— The problem —
In the listing below, find the line containing "PR #58, opened 2021-03-23" and the line containing "-107,6 +107,16 @@". Repeat exactly those two lines and every line between them.
────
PR #9, opened 2019-07-19
Add Google Analytics Support

devbali:
Using the supported option given by the Sphinx Read the Docs theme, adding Google Analytics support lets us have better data about who is coming to read Zeek Documentation.


jsiwek:
Do you also need this to be added to the "stable" version of the docs for v2.6.2 ?  I'll need to commit it to a different branch and make a release tag for that (not hard, making sure what we need).

rsmmr:
Yeah, that would be good.

PR #15, opened 2019-10-03
Require C++17

Neverlord:


Neverlord:
I've removed the `alternatives` step, since it's no longer necessary with https://github.com/zeek/zeek/pull/645.

PR #47, opened 2020-10-17
documenting (ZAM_)vector semantics

vpax:
Related to https://github.com/zeek/zeek/pull/1231

### DIFF
--- a/script-reference/types.rst
+++ b/script-reference/types.rst
@@ -706,7 +706,7 @@ A range of elements can be *replaced* by assigning to a vector slice:
     v[0:2] = vector("five", "six", "seven");
 
 The size of a vector (this is one greater than the highest index value, and
-is normally equal to the number of elements in the vector) can be obtained
+is equal to the number of elements in the vector) can be obtained
 by placing the vector identifier between vertical pipe characters:
 
 .. code-block:: zeek
@@ -730,7 +730,8 @@ this expression is equivalent to:
 The ``in`` operator can be used to check if a value has been assigned at a
 specified index value in the vector.  For example, if a vector has size 4,
 then the expression ``3 in v`` would yield true and ``4 in v`` would yield
-false.
+false.  The result of accessing a vector index that is not "in" the vector
+is undefined.
 
 Vectors of integral types (``int`` or ``count``) support the pre-increment
 (``++``) and pre-decrement operators (``--``), which will increment or
@@ -750,6 +751,11 @@ each element of the operand vectors.
 
 Vectors of type ``count`` can also be operands for the bitwise and/or/xor
 operators, ``&``, ``|`` and ``^``.
+
+Vectors of type ``any`` can hold values of any Zeek type, but the values
+must be *homogeneous*.  If you want to intermingle values of different types,
+you can instead use ``table[count] of any``, which does not require
+homogeneous values.
 
 See the :zeek:keyword:`for` statement for info on how to iterate over
 the elements in a vector.
--- a/script-reference/types.rst
+++ b/script-reference/types.rst
@@ -752,11 +752,6 @@ each element of the operand vectors.
 Vectors of type ``count`` can also be operands for the bitwise and/or/xor
 operators, ``&``, ``|`` and ``^``.
 
-Vectors of type ``any`` can hold values of any Zeek type, but the values
-must be *homogeneous*.  If you want to intermingle values of different types,
-you can instead use ``table[count] of any``, which does not require
-homogeneous values.
-
 See the :zeek:keyword:`for` statement for info on how to iterate over
 the elements in a vector.
 


vpax:
Somehow my original comment, "companion to topic/vern/brovalunion-change", got lost

jsiwek:
@vpax is this PR still planned to get incorporated in some form later or ok to close for now?

vpax:
@jsiwek I think this documentation change will remain apt once we integrate the `ZVal` changes (new representations for records and vectors) that I'm going to work with @timwoj on fairly soon.

jsiwek:
@vpax and/or @timwoj is the status of these doc changes any different/applicable now ?

vpax:
@jsiwek The changes (using both commits, one of which undoes a change in the other) are apt to now integrate.  Basically, this is codifying that the undocumented feature of vector "holes" is undefined behavior.

jsiwek:
@vpax ok, then trying to understand a bit more about it, and whether something is need in NEWS for any change in functionality:

* The doc changes here don't mention anything about creation of "holes", just the accessing of non-existent indices, so would it help to distinguish them as different situations?  For example, if creating a "hole" is the thing that's actually undefined, helps to say that because the creation of a hole may actually lead to `in` operator reporting the index exists, leaving one to wonder what they actually did wrong.

* Is the behavior of accessing non-existent index different than it was before?  Practically, that still causes runtime error/exception (unwind out of current event handler)?  I can't find if that behavior is documented (also don't see it mentioned for `table`/`set` either), so I guess it's fine to now call out as undefined, but wondering about whether there's reservations about actually defining it?  If it's important for performance/optimization stuff later, maybe fine, but it's also common mistake, so often helpful to understand what kind of behavior to expect when debugging and troubleshooting.

vpax:
@jsiwek Good questions, and they led me to realize that these documentation tweaks aren't really on point.

Here's what I'm aiming to capture.  The old semantics were that assigning to an element more than 1 beyond the end of a vector would populate the stepped-over values with "holes", meaning missing values.  These semantics are not documented explicitly but are implicitly present in the discussion that `The size of a vector ... is _normally_ equal to the number of elements in the vector` (emphasis added), and, somewhat, in `The "in" operator can be used to check if a value has been assigned at a specified index value in the vector`.  (Here I say "somewhat" because for the example it gives, the `false` instance is beyond the end of the vector, not a hole inside the vector.)

In the new semantics, the treatment of holes becomes undefined.  A key part of this, not correctly framed in the current documentation tweaks, is that the `in` operator does _not_ any more track whether a given vector element has been assigned too. It now simply equates to "is this index between zero and the size-of-the-vector-minus-one, inclusive".

This difference in semantics is for performance reasons. For the old vector implementation, holes came "for free".  For the new implementation, they don't (well, there are circumstances where they do, but they don't always apply).  We could modify `VectorVal` to have a parallel bit array that tracks whether elements have been set (`RecordVal` does this), but it seems a pity to spend the storage and computation on that to support a feature that has never been explicitly documented, and has only marginal utility.  One can always get the same functionality using a `table[count] of X` instead.

jsiwek:
@vpax thanks, I get it now and summarized in release notes like this: https://github.com/zeek/zeek/commit/361c99cc26cef1391c97b2cc39f3b4acb365b814.

Do you plan to make tweaks to the docs themselves (revise this PR) ?

0xxon:
I probably lost my chance to push against this change with not noticing this in #1231. But just for the record - I think that the change of not allowing the test for holes will lead to a lot of hard to find bugs. It also might be expected behavior in user scripts - which worked for years and years. And - if I am understanding everything correctly - we are breaking it without deprecating it, and without warning - which is against our deprecation policy.

I have no idea if this makes any difference - but I know at least one place in the scripts that we ship with Zeek that will regularly produce vectors with holes (which then in this case, as far as I remember, only are sent on to the logging framework).

I also use the fact that you can check for holes in scripts that are running at sites. Suddenly declaring this previously supported (albeit not documented - but there has historically been a lot that is underdocumented) seems... at least not nice.

So - short form - I think that we should _at least_ detect this behavior and warn people having this in their scripts for a full release cycle. Optimally - I like the old behavior...

0xxon:
Also - this is an impactful enough change that it seems like it merits a discussion that is visible to a wider audience - like the zeek-dev mailing list.

0xxon:
Ok, now that it has been two hours or so - I thought about this a bit more. And I am even more on the side of strongly vetoing this change.

One of the typical cases that I use vectors for is construct a vector based on something that happens in a protocol in sequence, and then directly send that on to a log file.

In the cases where I use it, if someone violates the protocol, there can be holes in the vector. These holes have semantic meaning (something happened here - it did not fit the spec, so we cannot log it as typically, but there was a message at position X that does not fit the scheme). Currently you can stuff this in a vector with a hole, send it on to the logging framework, and then, in the log, you can nicely recognize this.

The proposal of using a table[count] does not work for this case at all - since you cannot log it. Neither can you use a set (you loose ordering). So - if this change goes through, I will first have to create a table[count] in scriptland, and then for logging it, loop over it and create a string-representation from it, and then send that to the logging framework as a string.  Or - insert dummy elements (which is not great in other ways), or have a separate entry in the log that tracks these holes.

I am sure there are other valid use-cases for this. So...

* I would strongly prefer this change not to be made
* if do decide that we want to make this change, we have to follow our [deprecation policy](https://github.com/zeek/zeek/wiki/Release-Cadence#backwards-compatibility) and deprecate this in Zeek 5, and then can remove it in Zeek 6 - following our deprecation policy. In my opinion we should not change such a basic behavior that has worked forever without any pre-warning.

vpax:
@0xxon I'd like to better understand your use case.

1. What sorts of values do you store in the vector?  (One thing I'm wondering is whether this is a `vector of any`.)
2. When you have an absent value, do you know its index?  If so, could you store a sentinel value to denote "this is missing", rather than not assigning anything to that location?
3. What would you think about introducing an attribute like `&sparse` which would mean "this vector should support holes"?

0xxon:
>     1. What sorts of values do you store in the vector?  (One thing I'm wondering is whether this is a `vector of any`.)

In the cases that I can recall doing - numbers and strings. For strings, putting in placeholder values is actually relatively easy. For numbers it gets a tad complicated - I think some of them are 64 bit uints, so whatever you choose there is some chance for a collision.

>     2. When you have an absent value, do you know its index?  If so, could you store a sentinel value to denote "this is missing", rather than not assigning anything to that location?

See above. So - yes, kind of, but... it is not really nice.

>     3. What would you think about introducing an attribute like `&sparse` which would mean "this vector should support holes"?

I would prefer that to not having the support anymore. But - I honestly still would prefer the support to stay in. And I also still think that this needs a full deprecation cycle. While this was not documented as such - this is not exactly a super unknown feature. So I can see this being used in quite a few pieces of code.

To make things even more complex - at least for me this is in codepaths that are a bit unusual - for me it only happens in slightly weird protocol flows - so if this change was introduced without me noticing I would probably have spent quite a while debugging it.

vpax:
I hear you re the deprecation concerns.

FWIW, the new actual semantics are that holes continue to work for all but numeric types (where numeric means the underlying representation is numeric, so includes things like `port`, `enum`, `interval`, `time`).  For numeric types, access to the hole won't fault, it'll instead yield a zero (of the numeric type).  It would be clunky to make this the defined semantics, though.

Also FWIW, a `vector of any` will provide the current semantics, and I could see documenting holes as explicitly allowed for those.  I imagine however that you wouldn't want to lose static type-checking by switching to using those.

I advocate for going the attribute route (or perhaps the `vector of any` route) because it seems quite a pity to me to slow down all vector operations in support of a not commonly used feature.

jsiwek:
> I advocate for going the attribute route (or perhaps the `vector of any` route)

A couple alternate ideas:

* Generalize a way to express nullability/optionality for all types/variables, not just via `&optional` record fields.  Maybe that could actually re-use `&optional`, but trying to associate attributes within compound types can be ambiguous, so would rather suggest a new, unambiguous syntax.  Then, this can get you something like a `vector of optional<count>`, which explicitly expresses the nullability intent.

* Allow logging of `vector of SingleFieldRecord`, which gives the potential for making that single-field have the `&optional` attribute.

> it seems quite a pity to me to slow down all vector operations in support of a not commonly used feature.

Is the slowness of allowing this behavior in comparison to just previous implementation or in comparison to new implementations "full potential" ?  And any estimate of how much slower?

If not much slower than previously, having temporary slowness for duration of the deprecation period may be acceptable?

Side note: noticed there is a btest relying on vector holes that happens to still work as intended because it uses strings: https://github.com/zeek/zeek/blob/1bbb7fc4bd5c997d72dd6085bad471fe2b04dfc4/testing/btest/scripts/base/frameworks/logging/vec.zeek

vpax:
`vector of optional T` seems fine to me, though I'd rather we fix attributes to not have the current ambiguity problems, since that has broader utility.  That said, in what other situations would it make sense to use an `optional` declaration? I'm not offhand picturing it as having generality, but maybe I'm missing some natural idioms.

The `vector of SingleFieldRecord` approach seems okay to me only if the usage is indeed quite rare, because it's somewhat clunky.

The slowness is in comparison to the new implementation's "full potential".  It would make vector element assignments/accesses require two underlying `std::vector` assignments/accesses rather than one. The additional one would be a tad more involved, too, if it's done using the `std::vector<bool>` specialization in order to use less memory. For assignments, there's some additional code that would stay the same, so the net cost would be < 2x.  For accesses, there's not really any additional code, so it would be around 2x (a bit higher for the case where the element is missing, but presumably that's much rarer than it being present). There would be a memory cost, too.  OTOH, from the profiling I did for ZAM, for the scripts I assessed, vector operations weren't common, so the end-to-end cost is likely quite low, and wouldn't be a problem to abide during a deprecation period.

jsiwek:
> That said, in what other situations would it make sense to use an `optional` declaration?

Thinking it's any situation in which an `&optional` record field is used currently, but happens to be data that's never closely associated with anything else, so you end up with a single-optional-field-record (that's clunky).  I'd struggle to give exact places that's used or the few times I may have suggested that pattern to others (one I do remember is `Broker::Data`), so I guess it maybe is uncommon.  Still interesting how function parameters are currently so closely associated w/ `RecordType` that it's possible to declare an `&optional` function/event parameter, but can't currently make use of it (no way to pass in a "nil" and no way to check existence).

Another place it could be useful is for exceptional/error return values from functions.  Can currently look through existing functions (e.g. recall this pattern mostly in BIFs) to find many that may not do a proper job of reporting errors to callers besides having the side-effect a `reporter.log` message, or else rely on a sentinel value to indicate that an error happened (e.g. `strftime` returning `"<strftime error>"`).  An optional/null return value could be more convenient for those.

0xxon:
> I hear you re the deprecation concerns.

Honestly - I think this alone tops everything. We have a deprecation policy - and for a feature that has been working for at least a decade (and probably much longer) - we should definitely stick to this. I get that it is annoying that this makes the implementation slower and more complex - but I don't see that overriding the fact that this would be a quite big change in semantics that we are making without any pre-warning and without any good way of people being able to detect it.

How about turning this around - and having an (potentially temporary) way of opting in to have vectors where one guarantees that they won't have a hole?

rsmmr:
> We have a deprecation policy - and for a feature that has been working for at least a decade (and probably much longer) - we should definitely stick to this.

I'm with Johanna on this. I admit that I didn't think too much about this change at first, but realizing  that there are scripts out there that are relying on our current semantics (including one of our own tests), and that it's quite difficult to even spot the places affected (with the risk of scripts breaking subtly with rare traffic patterns), I agree that we need to be more careful here. And the fact that the concrete semantics depend on the type being stored, doesn't really make it better IMO.

Opt-in to the new semantics would be one approach, but I'm wondering if simply retaining the old way is really that much of a problem. Vern, you wrote earlier:

> We could modify VectorVal to have a parallel bit array that tracks whether elements have been set

What if we instead stored a `std::vector<std::optional<ZVal>>`? That'd be easy to work with, and my guess is that performance impact would be negligible because (1) vector operations are just not that common/massive overall that they would dominate performance, and (2) it's at least a  more cache friendly approach to storing that additional bit of information.

vpax:
> What if we instead stored a `std::vector<std::optional<ZVal>>`?

Nice thought!  I like your observation about cache-friendly-ness.  Let me take a stab at implementing that.

jsiwek:
No change seems needed after https://github.com/zeek/zeek/pull/1512 gets merged so closing this (or if there are, just make a new PR).

PR #55, opened 2020-12-17
Debian 10: error: Could not find prerequisite package 'PythonDev'

ChrisSwanson:
Previously receiving error mentioned above since libpython3-dev package contents appeared to be missing in Debian 10 (buster).

### DIFF
--- a/install/install.rst
+++ b/install/install.rst
@@ -67,7 +67,7 @@ To install the required dependencies, you can use:
 
   .. code-block:: console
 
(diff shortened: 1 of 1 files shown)


jsiwek:
The `python3-dev` package, already included in the documented command, is supposed to automatically depend on `libpython3-dev`: https://packages.debian.org/buster/python3-dev

So could that have just been a transient error in Debian packaging, package manager, or your local system?

ChrisSwanson:
Yeah, looked a little further into this on my end, after you mentioned this, looks like this error was more localized, and for whatever reason the initial installation of libpython3-dev didn't take upon initial compile tries.  Thanks for the heads up!

PR #58, opened 2021-03-23
Illustrate required CMAKE_PREFIX_PATH on MacOS ./configure

bsolomon1124:
This is virtually _required_ on MacOS, since it ships with Bison 2.3, a version that `./configure` will fail with unless CMake is made aware of where the Homebrew install of Bison is. Force-linking is _not_ the solution :)

### DIFF
--- a/install.rst
+++ b/install.rst
@@ -107,6 +107,16 @@ To install the required dependencies, you can use:
   ``swig``, ``swig-python``, ``openssl``, and ``bison`` packages provide
   the required dependencies.
 
+  Note that MacOS may ship with an outdated version of Bison that may
+  take precedence over the newer version of Bison installed with
+  a package manager. To use the (required) newer version, set
+  ``CMAKE_PREFIX_PATH``; for example:
+
+  .. code-block:: console
+
+     brew install bison cmake swig openssl
+     CMAKE_PREFIX_PATH="$(brew --prefix bison)" ./configure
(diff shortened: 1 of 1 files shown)


jsiwek:
Thanks, but the following CMake logic is supposed to help automatically figure this out such that a simple `./configure` generally works:

https://github.com/zeek/cmake/blob/74259745dea5ee4889d1ac1f4ebde4e2c59c329a/MacDependencyPaths.cmake#L25

So would like to understand where that went wrong.  Can you please make a separate issue regarding the default `./configure` failing to find Homebrew's bison for you, giving the output of your `brew --prefix bison` as a starting point ?  Or make a PR to improve the logic linked above if you spot what's wrong ?

jsiwek:
And just to guess randomly: the paths containing `${BREW_PREFIX}` in the CMake logic may need to be within quotes to work properly with a `brew --prefix` that contains spaces.

bsolomon1124:
Welp, I went to make an MVCE to file a separate issue, and could not reproduce my own problem :(

After ensuring the latest and greatest `bison`, `swig`, and `cmake` were installed via `brew` and restarting my shell, I did not need `CMAKE_PREFIX_PATH` to configure successfully.

Thank you for taking a look.

Btw, my `brew --prefix bison` is `/usr/local/opt/bison`.

PR #86, opened 2021-07-27
GH-72: Add section about script usage errors

### LINKED ISSUE #72: Cover the new attributes and new functionality relating to use defs
@vpax could you help me out here? Is the work of zeek/zeek#1394 at a point where you'd prefer to see it covered in the docs? I tagged it because it seemed that way, but I've not been following this closely. Thx.

timwoj:
Fixes #72

### DIFF
--- a/scripting/basics.rst
+++ b/scripting/basics.rst
@@ -1,9 +1,9 @@
 
 .. _writing-scripts:
 
-=========================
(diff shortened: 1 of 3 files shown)


taosecurity (approved):
Good to go.

PR #90, opened 2021-08-25
Edit pass over documentation of callable types

ckreibich:
I figured out last week that functions using `return when` pass their arguments by value, not reference. Trying to document this, I ended up editing callables more broadly. Feedback welcome:

- Introduce "asynchronous function" as the name of functions that use "return
  when". It looks like they didn't really have an official term yet, and
  this one relates it to the broadly similar concepts e.g. in JavaScript and
  Python.

- Expand the table of callable-types features to state that asynchronous
  functions pass arguments by value.

- Structure the documentation of functions from one big body of text into three
  sections: anonymous functions and their closures, default values, and
  asynchronous functions.

- A bit of optical polish and line breaks of the callable-types table and
  descriptions, with additional linking and minor corrections.

@rsmmr, @vpax, @anthonykasza — fyi!

### DIFF
--- a/script-reference/statements.rst
+++ b/script-reference/statements.rst
@@ -40,7 +40,7 @@ all loaded Zeek scripts.
   * - :zeek:keyword:`redef`
     - Redefine a global value or extend a user-defined type
 
-  * - `function/event/hook`_
+  * - `Callables`_: :zeek:type:`function`, :zeek:type:`event`, :zeek:type:`hook`
     - Declare a function, event handler, or hook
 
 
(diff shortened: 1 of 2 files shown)


rsmmr:
Thanks for documenting this, I like the name "asynchronous function", which will eventually also generalize if we ever extend this concept further (e.g., to no longer require `when`). 

One clarification though: I don't think these "asynchronous functions" really pass their arguments by value. What happens is that the body of the `when` captures a closure of the surrounding scope, so arguments are passed by value *into that body*. But if the function has logic working on any function parameters before the `return when`, then those have the normal semantics. At least that's how I remember this (and adding a couple of tests to confirm would probably be good. :-) ).

ckreibich:
Ah! :-) Okay let's figure this out ... here's an example that I narrowed it down to:

```
function do_stuff(t: table[string] of string): table[string] of string {
        local pending = 0;

        t["foo"] = "bar";

        return when ( pending == 0 )
                {
                return t;
                }
}


event zeek_init() {
        local t: table[string] of string = table();

        when ( local t2 = do_stuff(t) )
                {
                # This won't have the member that do_stuff() added ...
                print(t);
                # ... but this will:
                print(t2);
                }
}
```

This prints:

```
{

}
{
[foo] = bar
}
```

Since the first print doesn't show "foo", I assumed `t` is copied into `do_stuff`?

rsmmr:
Interesting. :-) I believe that's an artifact of different effect: the frame is actually deep-copied multiple times, and the body is getting its own copy, separate from the condition (so do_stuff() operates on a different `t` than `print`). I'm guessing a bit here, but I believe this is the code responsible for that: https://github.com/zeek/zeek/blob/d75663c4b85b88a2c3ab01c7bb0419010192f6ef/src/Trigger.cc#L238

But try this: move the `local t: ...` into `global t: ...`. Now the output is:

```
{
[foo] = bar
}
{
[foo] = bar
}
```

That shows that's it's not `do_stuff` that's copying its parameters: if it did, `t` would no longer link to the global.

rsmmr:
Yes, this all matches what I would expect, and "generally cannot make lasting modifications" seems a fair summary for the doc. :-)

ckreibich:
Okay Robin, take a look. I hope it now explains the high-level takeaway without needing to go into too much detail...

rsmmr (approved):
Looks good!

PR #99, opened 2022-01-03
Zeekygen docs update for cluster controller documentation

ckreibich:
This is the result of a manual `./ci/update-zeekygen-docs.sh` run, to speed things up today.


timwoj (approved):
There's always that one last thing isn't there? 😄

PR #108, opened 2022-03-03
Add note to call out the danger of using "set1 = set1 | set2"

ckreibich:
During some performance measurements I compared this to using "add" and noticed
that this quickly gets very slow as set sizes go up (ballpark: OR-ing a
single-member set onto one with 5000 members is well north of a second).

### DIFF
--- a/script-reference/operators.rst
+++ b/script-reference/operators.rst
@@ -154,6 +154,8 @@ Set operators
   * - Set difference
     - ``s1 - s2``
 
+.. _assignment-operators:
+
 Assignment operators
 --------------------
 
--- a/script-reference/types.rst
+++ b/script-reference/types.rst
@@ -1063,6 +1063,13 @@ Set operations
 You can compute the union, intersection, or difference of two sets
 using the ``|``, ``&``, and ``-`` operators.
 
+.. note::
+
+   Use ``+=`` instead of ``|`` to grow an existing set. That is,
+   say ``s += new_s`` instead of ``s = s | new_s``. The latter requires
+   copying both input sets and thus quickly deteriorates runtime. See
+   :ref:`assignment-operators` for details.
+
 You can compare sets for equality (they have exactly the same elements)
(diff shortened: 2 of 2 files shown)


vpax:
Christian, can you please send me the test script you used for that?  I'd like to explore the issue a bit more, I'm quite surprised it's _that_ bad!

vpax:
Ah - I misunderstood your original comment.  The above makes sense (it's going to have O(N^2) execution) - though is still appalling of course.  It's not so easy to fix in full generality (easy to fix for specific cases), but I'll think about it.

ckreibich:
Cool, yeah. If you compare to using `add` it's pretty striking, so I figured the note has merit.

JustinAzoff:
Are we sure this is a time complexity thing?

```
s = s | set(unique_id(""));
```

has to do effectively

```
news = s | set(unique_id(""));
olds = s;
s = news;
unref(olds);
```

Compared to `add` that can just insert the new element via a mutation.  I'd imagine the copying and unref'ing has the bigger impact.. or at least would assuming the `|` operator is implemented as efficiently as it could be.  What we would really need is an operator like

```
s |= set(unique_id(""));
```
that could be used to do the in place union.

timwoj:
To be fair, `string` has the same sort of issues, but it was never designed to be mutable (although maybe we should revisit that sometime). A `+=` operation for string that didn't require making a completely new string would likely be a pretty big performance gain.

But that's digressing from this PR, sorry 😃

vpax:
Yeah by time complexity I meant that Christian's script is O(N^2).  The operation is O(N) for N = size of the larger set.  So it's the repeated copying that is killing things.

Regarding the need for the operator, it's already there for singletons via `add`.  What I'm currently working on will support:
> s += { any_other_compatible_set };

for efficient additions to set.  We could introduce `|=` for syntactic consistency, but `+=` is already around and already needs to have these semantics, so seems sufficient to me.

rsmmr (approved):

PR #119, opened 2022-06-30
Document the management framework

ckreibich:
I think this is nearing completion — two sections at the end are still missing, as well as architectural diagrams, which I'm hoping to be able to complete fairly quickly tomorrow morning.


ckreibich:
Okay I've marked this as ready. It still needs the diagrams, which I'll tackle in a subsequent PR.

PR #121, opened 2022-07-03
Add CI to zeek-docs and bump pygments

ckreibich:
The merge of the Management framework docs [broke](https://github.com/zeek/zeek/runs/7165231425?check_suite_focus=true) Zeek's `Generate Docs` job but works in RTD, due to a version mismatch in the pygments highlighter. It'd be nice to get a heads-up of such things prior to merging, so this runs the build via `make` in a Github action triggered on PRs.

The setup is the same as in Zeek (treat warnings as errors), but this uses built-in `sphinx-build` features for this instead of buffering the output and grepping it. If folks like this we could adopt this [in the Zeek action](https://github.com/zeek/zeek/blob/master/.github/workflows/generate-docs.yml#L90-L98) too.

To fix the failure itself, I'm bumping pygments so we test with the same version RTD currently uses.

### DIFF
--- a/.github/workflows/generate-docs.yml
+++ b/.github/workflows/generate-docs.yml
@@ -1,0 +1,17 @@
+name: Generate Documentation
+
+on:
+  pull_request
+
+jobs:
+  generate:
+    if: github.repository == 'zeek/zeek-docs'
+    runs-on: ubuntu-latest
+
+    steps:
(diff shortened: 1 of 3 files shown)


0xxon (approved):

timwoj:
I believe the pygments change needs to be brought over into the 5.0 docs branch as well.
────
— Result of the task —
PR #58, opened 2021-03-23
Illustrate required CMAKE_PREFIX_PATH on MacOS ./configure

bsolomon1124:
This is virtually _required_ on MacOS, since it ships with Bison 2.3, a version that `./configure` will fail with unless CMake is made aware of where the Homebrew install of Bison is. Force-linking is _not_ the solution :)

### DIFF
--- a/install.rst
+++ b/install.rst
@@ -107,6 +107,16 @@ To install the required dependencies, you can use:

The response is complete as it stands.